### TASK BRIEF
With both ends included, repeat exactly the lines of the entries below from the one containing "PR #7978, opened 2025-02-21" down to the one containing "In detekt 1.0", and no others.

### Stored items
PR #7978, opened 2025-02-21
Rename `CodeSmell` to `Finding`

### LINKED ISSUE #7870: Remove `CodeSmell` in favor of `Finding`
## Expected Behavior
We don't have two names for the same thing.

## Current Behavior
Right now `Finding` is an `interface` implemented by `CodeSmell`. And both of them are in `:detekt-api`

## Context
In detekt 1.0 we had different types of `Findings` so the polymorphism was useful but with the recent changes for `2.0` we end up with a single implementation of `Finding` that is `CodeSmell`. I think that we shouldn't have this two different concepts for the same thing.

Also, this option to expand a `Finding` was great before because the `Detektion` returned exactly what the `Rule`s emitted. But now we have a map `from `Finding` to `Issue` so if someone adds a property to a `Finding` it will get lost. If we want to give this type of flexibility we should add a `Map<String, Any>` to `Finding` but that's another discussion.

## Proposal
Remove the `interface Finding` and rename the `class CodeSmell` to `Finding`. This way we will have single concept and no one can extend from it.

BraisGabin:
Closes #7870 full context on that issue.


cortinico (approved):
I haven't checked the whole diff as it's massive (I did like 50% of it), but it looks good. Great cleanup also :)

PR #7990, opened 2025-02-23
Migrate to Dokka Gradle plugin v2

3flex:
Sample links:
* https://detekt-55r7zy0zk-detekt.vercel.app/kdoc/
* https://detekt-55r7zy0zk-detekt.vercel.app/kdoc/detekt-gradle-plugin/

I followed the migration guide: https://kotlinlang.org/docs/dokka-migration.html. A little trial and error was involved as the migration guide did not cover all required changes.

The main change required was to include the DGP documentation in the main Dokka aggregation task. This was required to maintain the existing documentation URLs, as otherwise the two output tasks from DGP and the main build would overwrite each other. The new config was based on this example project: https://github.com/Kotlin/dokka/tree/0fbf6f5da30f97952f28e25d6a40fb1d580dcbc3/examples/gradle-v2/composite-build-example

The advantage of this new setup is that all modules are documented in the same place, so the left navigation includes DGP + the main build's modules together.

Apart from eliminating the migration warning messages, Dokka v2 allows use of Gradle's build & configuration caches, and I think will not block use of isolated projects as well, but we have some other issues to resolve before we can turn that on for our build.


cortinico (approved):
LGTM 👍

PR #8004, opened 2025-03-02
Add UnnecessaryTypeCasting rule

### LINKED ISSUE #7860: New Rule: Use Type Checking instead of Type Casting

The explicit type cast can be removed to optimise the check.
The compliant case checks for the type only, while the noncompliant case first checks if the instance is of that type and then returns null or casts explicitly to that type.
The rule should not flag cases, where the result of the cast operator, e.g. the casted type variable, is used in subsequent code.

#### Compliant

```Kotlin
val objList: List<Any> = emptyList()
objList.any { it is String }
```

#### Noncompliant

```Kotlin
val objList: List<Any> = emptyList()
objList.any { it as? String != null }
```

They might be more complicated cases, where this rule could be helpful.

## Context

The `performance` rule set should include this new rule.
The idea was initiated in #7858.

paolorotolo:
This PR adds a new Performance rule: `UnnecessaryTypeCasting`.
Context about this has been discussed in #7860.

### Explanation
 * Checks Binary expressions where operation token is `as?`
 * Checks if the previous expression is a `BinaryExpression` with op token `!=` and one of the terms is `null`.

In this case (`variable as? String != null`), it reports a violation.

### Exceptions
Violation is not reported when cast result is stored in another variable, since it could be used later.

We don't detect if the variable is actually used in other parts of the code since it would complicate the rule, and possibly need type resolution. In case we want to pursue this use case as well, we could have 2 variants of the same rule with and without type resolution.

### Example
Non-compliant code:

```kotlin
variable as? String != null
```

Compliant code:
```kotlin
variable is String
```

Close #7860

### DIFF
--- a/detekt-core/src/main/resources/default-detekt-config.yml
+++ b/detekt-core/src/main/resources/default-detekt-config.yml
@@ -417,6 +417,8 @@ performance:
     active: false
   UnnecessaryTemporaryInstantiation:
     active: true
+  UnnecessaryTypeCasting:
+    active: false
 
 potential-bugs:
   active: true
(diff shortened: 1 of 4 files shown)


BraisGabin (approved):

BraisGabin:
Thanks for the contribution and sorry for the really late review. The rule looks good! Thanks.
...
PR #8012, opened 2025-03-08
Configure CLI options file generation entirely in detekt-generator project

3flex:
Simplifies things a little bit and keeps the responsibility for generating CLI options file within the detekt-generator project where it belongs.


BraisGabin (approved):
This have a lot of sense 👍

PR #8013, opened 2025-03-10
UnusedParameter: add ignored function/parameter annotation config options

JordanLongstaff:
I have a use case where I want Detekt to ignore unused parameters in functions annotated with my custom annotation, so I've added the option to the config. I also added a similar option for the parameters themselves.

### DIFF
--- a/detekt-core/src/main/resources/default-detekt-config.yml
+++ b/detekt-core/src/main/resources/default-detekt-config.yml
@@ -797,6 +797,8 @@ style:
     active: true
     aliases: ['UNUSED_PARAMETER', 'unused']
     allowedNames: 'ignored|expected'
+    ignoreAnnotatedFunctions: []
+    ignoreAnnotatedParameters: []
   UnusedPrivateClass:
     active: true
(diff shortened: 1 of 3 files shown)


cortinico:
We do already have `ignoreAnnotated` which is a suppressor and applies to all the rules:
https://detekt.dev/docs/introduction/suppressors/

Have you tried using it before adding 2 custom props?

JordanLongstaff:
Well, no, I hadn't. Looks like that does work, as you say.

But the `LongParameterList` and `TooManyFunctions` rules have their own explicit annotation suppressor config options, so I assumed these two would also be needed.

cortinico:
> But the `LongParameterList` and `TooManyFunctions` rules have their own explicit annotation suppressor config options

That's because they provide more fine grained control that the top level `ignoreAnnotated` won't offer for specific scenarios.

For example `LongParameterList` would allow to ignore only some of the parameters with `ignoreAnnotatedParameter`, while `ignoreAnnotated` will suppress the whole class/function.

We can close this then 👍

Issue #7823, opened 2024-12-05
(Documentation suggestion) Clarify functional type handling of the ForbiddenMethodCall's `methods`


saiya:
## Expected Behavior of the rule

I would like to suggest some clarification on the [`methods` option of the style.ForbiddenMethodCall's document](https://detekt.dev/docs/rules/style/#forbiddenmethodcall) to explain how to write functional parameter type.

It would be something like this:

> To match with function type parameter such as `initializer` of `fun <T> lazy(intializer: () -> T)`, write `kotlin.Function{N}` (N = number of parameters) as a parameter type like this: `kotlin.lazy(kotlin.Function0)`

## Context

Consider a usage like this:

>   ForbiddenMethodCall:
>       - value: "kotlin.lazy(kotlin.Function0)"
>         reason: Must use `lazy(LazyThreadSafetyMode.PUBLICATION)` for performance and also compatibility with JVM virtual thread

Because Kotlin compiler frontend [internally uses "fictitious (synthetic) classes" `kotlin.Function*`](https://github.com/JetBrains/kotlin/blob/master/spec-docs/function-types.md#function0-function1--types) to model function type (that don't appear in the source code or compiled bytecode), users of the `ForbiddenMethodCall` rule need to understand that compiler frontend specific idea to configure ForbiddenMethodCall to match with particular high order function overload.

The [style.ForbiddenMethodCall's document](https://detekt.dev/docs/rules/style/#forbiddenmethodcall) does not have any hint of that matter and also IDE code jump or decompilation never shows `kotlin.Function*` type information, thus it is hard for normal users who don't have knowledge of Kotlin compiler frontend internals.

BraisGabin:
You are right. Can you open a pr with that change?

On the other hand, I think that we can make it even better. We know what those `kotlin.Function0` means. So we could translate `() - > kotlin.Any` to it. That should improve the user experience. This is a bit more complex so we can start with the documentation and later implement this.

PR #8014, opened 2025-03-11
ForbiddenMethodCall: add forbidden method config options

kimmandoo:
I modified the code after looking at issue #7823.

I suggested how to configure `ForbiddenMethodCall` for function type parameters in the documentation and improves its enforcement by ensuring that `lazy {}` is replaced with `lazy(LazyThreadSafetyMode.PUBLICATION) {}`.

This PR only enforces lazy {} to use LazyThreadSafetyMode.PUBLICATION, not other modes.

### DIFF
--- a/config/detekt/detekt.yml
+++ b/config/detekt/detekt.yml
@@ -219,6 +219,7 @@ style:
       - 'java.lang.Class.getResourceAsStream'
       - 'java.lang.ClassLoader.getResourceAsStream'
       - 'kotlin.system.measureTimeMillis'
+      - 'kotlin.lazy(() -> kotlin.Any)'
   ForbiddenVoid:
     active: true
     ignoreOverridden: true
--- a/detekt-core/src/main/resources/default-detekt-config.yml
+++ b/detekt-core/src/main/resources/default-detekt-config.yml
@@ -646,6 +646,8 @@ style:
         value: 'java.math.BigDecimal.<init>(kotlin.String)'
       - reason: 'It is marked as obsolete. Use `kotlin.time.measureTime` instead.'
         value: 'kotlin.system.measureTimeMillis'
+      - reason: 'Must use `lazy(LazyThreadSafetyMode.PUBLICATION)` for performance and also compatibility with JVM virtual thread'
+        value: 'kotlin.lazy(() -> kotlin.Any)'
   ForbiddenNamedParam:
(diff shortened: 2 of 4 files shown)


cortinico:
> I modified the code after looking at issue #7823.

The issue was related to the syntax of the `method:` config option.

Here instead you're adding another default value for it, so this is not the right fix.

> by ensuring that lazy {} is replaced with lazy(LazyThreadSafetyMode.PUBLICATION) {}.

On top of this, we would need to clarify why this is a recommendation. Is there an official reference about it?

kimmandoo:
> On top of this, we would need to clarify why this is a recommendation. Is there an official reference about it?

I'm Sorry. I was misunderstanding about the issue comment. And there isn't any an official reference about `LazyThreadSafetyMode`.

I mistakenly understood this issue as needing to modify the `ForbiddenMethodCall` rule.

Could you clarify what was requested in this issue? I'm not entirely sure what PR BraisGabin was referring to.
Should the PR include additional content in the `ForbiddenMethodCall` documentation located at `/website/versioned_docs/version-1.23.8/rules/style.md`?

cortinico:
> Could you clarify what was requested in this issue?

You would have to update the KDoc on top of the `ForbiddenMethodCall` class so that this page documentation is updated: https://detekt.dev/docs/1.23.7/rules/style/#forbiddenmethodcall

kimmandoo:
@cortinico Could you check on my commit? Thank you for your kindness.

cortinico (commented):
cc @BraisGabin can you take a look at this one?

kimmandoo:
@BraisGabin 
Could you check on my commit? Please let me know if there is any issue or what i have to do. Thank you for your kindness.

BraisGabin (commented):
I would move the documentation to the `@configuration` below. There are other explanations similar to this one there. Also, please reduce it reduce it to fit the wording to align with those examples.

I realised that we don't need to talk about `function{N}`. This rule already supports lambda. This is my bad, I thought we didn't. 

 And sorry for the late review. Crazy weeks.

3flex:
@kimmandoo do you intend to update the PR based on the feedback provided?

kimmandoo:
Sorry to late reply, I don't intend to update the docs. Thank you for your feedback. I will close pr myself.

### FINISHED TASK
PR #7978, opened 2025-02-21
Rename `CodeSmell` to `Finding`

### LINKED ISSUE #7870: Remove `CodeSmell` in favor of `Finding`
## Expected Behavior
We don't have two names for the same thing.

## Current Behavior
Right now `Finding` is an `interface` implemented by `CodeSmell`. And both of them are in `:detekt-api`

## Context
In detekt 1.0 we had different types of `Findings` so the polymorphism was useful but with the recent changes for `2.0` we end up with a single implementation of `Finding` that is `CodeSmell`. I think that we shouldn't have this two different concepts for the same thing.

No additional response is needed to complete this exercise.